Use grouping with parenthesis and store the first group.
if( $line =~ /(\S{2}DT\S{3})/i )
{
my $substring = $1;
}
The code above fixes the immediate problem of pulling out the first table name. However, the question also asked how to pull out all the table names. So:
# FROM\s+ match FROM followed by one or more spaces
# (.+?) match (non-greedy) and capture any character until...
# (?:x|y) match x OR y - next 2 matches
# [^,]\s+[^,] match non-comma, 1 or more spaces, and non-comma
# \s*; match 0 or more spaces followed by a semi colon
if( $line =~ /FROM\s+(.+?)(?:[^,]\s+[^,]|\s*;)/i )
{
# $1 will be table1, table2, table3
my #tables = split(/\s*,\s*/, $1);
# delim is a space/comma
foreach(#tables)
{
# $_ = table name
print $_ . "\n";
}
}
Result:
If $line = "SELECT * FROM AADTTAB, BBDTTAB;"
Output:
AADTTAB
BBDTTAB
If $line = "SELECT * FROM AADTTAB;"
Output:
AADTTAB
Perl Version: v5.10.0 built for MSWin32-x86-multi-thread
I prefer this:
my ( $table_name ) = $line =~ m/(\S{2}DT\S{3})/i;
This
scans $line and captures the text corresponding to the pattern
returns "all" the captures (1) to the "list" on the other side.
This psuedo-list context is how we catch the first item in a list. It's done the same way as parameters passed to a subroutine.
my ( $first, $second, #rest ) = #_;
my ( $first_capture, $second_capture, #others ) = $feldman =~ /$some_pattern/;
NOTE:: That said, your regex assumes too much about the text to be useful in more than a handful of situations. Not capturing any table name that doesn't have dt as in positions 3 and 4 out of 7? It's good enough for 1) quick-and-dirty, 2) if you're okay with limited applicability.

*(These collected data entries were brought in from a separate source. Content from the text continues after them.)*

PR #105, opened 2020-02-13
Implement PersonaCoin component

dotnetjunky:
- Implement the PersonaCoin component
- Added a test page in RNTester for PersonaCoin. It consists of two sub pages: `StandardUsage` and `CustomizeUsage`.
    - `StandardUsage`  Demonstrate usage of `PersonaCoin` by setting the public props.
    - `CustomizeUsage`  Demonstrate usage of `PersonaCoin` through customization tokens.


experiments/react-native-uifabric/src/components/PersonaCoin/PersonaCoin.types.ts
```diff
@@ -0,0 +1,93 @@
+import { IViewWin32Props } from '@office-iss/react-native-win32';
+import { ImageProps, ViewProps, ImageURISource, TextProps } from 'react-native';
+import { IBackgroundColorTokens, IForegroundColorTokens } from 'src/tokens';
+import { IRenderData } from '@uifabricshared/foundation-composable';
+
+export const personaCoinName = 'RNFPersonaCoin';
+
+export enum PersonaSize {
```
JasonVMo: We should get rid of all enums in our interface files.  Instead they should be discrete unions so:

`export type PersonaSize = 'size4' | 'size8' | 'size24' | ...`

This has the advantage of actually being strings so elsewhere where you have switch statements they can instead become direct mappings.  I __think__ you can then do something like:

    interface IMyTable {
      [key: keyof PersonaSize]: { param1: string, param2: string }
    };

The type can be direct indexed using the string value and typescript will complain if you change the PersonaSize type.  (I think)  You can test it, if it doesn't then you might have to define it as a mapped type so:

   type IMyObject = { [K in keyof PersonaSize]: { param1: string, param2: string } };

Either way we shouldn't use TS enums, they are pure overhead and the fact that they become numbers means that mismatched versions will cause mismatched indexing into enums if a new value is added.

experiments/react-native-uifabric/src/components/PersonaCoin/PersonaCoin.types.ts
```diff
@@ -0,0 +1,93 @@
...
+  size32,
+  size40,
+  size48,
+  size56,
+  size72,
+  size100,
+  size120
+}
+
+export enum PersonaCoinColor {
```
JasonVMo: get rid of the enum

experiments/react-native-uifabric/src/components/PersonaCoin/PersonaCoin.types.ts
```diff
@@ -0,0 +1,93 @@
...
+  lightRed,
+  gold,
+  burgundy,
+  warmGray,
+  coolGray,
+  cyan,
+  rust
+}
+
+export enum PersonaPresence {
```
JasonVMo: Ditto

experiments/react-native-uifabric/src/components/PersonaCoin/PersonaCoin.helpers.ts
```diff
@@ -0,0 +1,97 @@
+import { PersonaSize, PersonaCoinColor, PersonaPresence } from './PersonaCoin.types';
+import { ImageURISource } from 'react-native';
+
+interface Dictionary<T> {
+  [key: string]: T;
+}
+
+const presenceIconCache: Dictionary<ImageURISource> = {
```
JasonVMo: Long term we need a better strategy than having these embedded images

experiments/react-native-uifabric/src/components/PersonaCoin/PersonaCoin.helpers.ts
```diff
@@ -0,0 +1,97 @@
...
+};
+
+export type PersonaSizeConfig = {
+  physicalCoinSize: number;
+  iconSize: number;
+  initialsFontSize: number;
+};
+
+export function getSizeConfig(size: PersonaSize): PersonaSizeConfig {
+  switch (size) {
```
JasonVMo: See comment about getting rid of enums.  This should be a direct indexed const object like:

    const sizeValues = {
      size8: { physicalCoinSize: 8, iconSize: 0, initialsFontSize: 4 },
      size24: ...
    }
    const values = sizeValues[size];

experiments/react-native-uifabric/src/components/PersonaCoin/PersonaCoin.helpers.ts
```diff
@@ -0,0 +1,97 @@
...
+  blocked: {uri: 'data:image/png;base64,iVBORw0KGgoAAAANSUhEUgAAABgAAAAYCAMAAADXqc3KAAAAe1BMVEUAAADpABvpABvpABvpABvpABvpABvpABvpABvpABvpABvpABvpABvpABvpABvpABvpABv////pABv83uHqCiTsJz7rGjP7zNHvRVj/+vv+8vP6x83sIzv2mqXsKD/7zNL5v8b3oqz2maTuP1P82Nz819vtKUDrGjLrGTK2dyGvAAAAEXRSTlMA8dSzeQj64mseEhHkJMpq5T3coEAAAADSSURBVCjPhdHZFoIgFAVQGQRLGzhQiaLNw/9/YZRk4IvncZ+17uJys7mUGyYFoWxTJpxzghDC878vKFBftLX6UgN0MXqF/qRCTg5VaPI1ro36Re+MWQ/TOPrEXw7840uCNvb9oQVZ+qJAnbpSNQpfMHQTVx2YLyT0xJWG9IWAnbiyEL4gaCKPCopb7P9RDOeJqzNYeG7i3+eGBVMPC2Yczpn9cfTmAT58IoV5Rn4FDSdZbY1rxzk9qpXHofkcqtO2uXfhUHOn9SkLJoWQrCizmbwBa5IbuX8ugpIAAAAASUVORK5CYII='},
+  busy: {uri: 'data:image/png;base64,iVBORw0KGgoAAAANSUhEUgAAABgAAAAYCAMAAADXqc3KAAAANlBMVEUAAADpABvpABvpABvpABvpABvpABvpABvpABvpABvpABvpABvpABvpABvpABvpABvpABvpABvsgIdoAAAAEXRSTlMA8eLUEQj6s2sheXrlyrJqHBqb3nMAAAB/SURBVCjPhZFRDsQgCEQFEdS223L/yy7JummtGN/nvASUCSvoFGSIclIXpwragC3deYn6IJZ/fqF24NXmHPri+E2rOlCDQTAKIBNZHbKJjyfEBHoCTbAn2ATMRPRHzZfPn+t/cH4SIw3rY2p17H2+l0VRRtr8ag3KgswomcKCL1NmGBp9lqsZAAAAAElFTkSuQmCC'}
+};
+
+export type PersonaSizeConfig = {
+  physicalCoinSize: number;
```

It would be better to match the pattern if it follows FROM. I assume table names consist solely of ASCII letters. In that case, it is best to say what you want. With those two remarks out of the way, note that a successful capturing regex match in list context returns the matched substring(s).
#!/usr/bin/perl
use strict;
use warnings;
my $s = 'select * from aadttab, bbdttab';
if ( my ($table) = $s =~ /FROM ([A-Z]{2}DT[A-Z]{3})/i ) {
print $table, "\n";
}
__END__
Output:
C:\Temp> s
aadttab
Depending on the version of perl on your system, you may be able to use a named capturing group which might make the whole thing easier to read:
if ( $s =~ /FROM (?<table>[A-Z]{2}DT[A-Z]{3})/i ) {
print $+{table}, "\n";
}
See perldoc perlre.
Parens will let you grab part of the regex into special variables: $1, $2, $3...
So:
$line = ' abc andtabl 1234';
if($line =~m/ (\S{2}DT\S{3})/i) {
# here I wish to get (only) substring that match to pattern \S{2}DT\S{3}
# (7 letter table name) and display it.
print $1."\n";
}
Use a capturing group:
$line =~ /(\S{2}DT\S{3})/i;
my $substr = $1;
$& contains the string matched by the last pattern match.
Example:
$str = "abcdefghijkl";
$str =~ m/cdefg/;
print $&;
# Output: "cdefg"
So you could do something like
if($line =~m/ \S{2}DT\S{3}/i) {
print $&."\n";
}
WARNING:
If you use $& in your code it will slow down all pattern matches.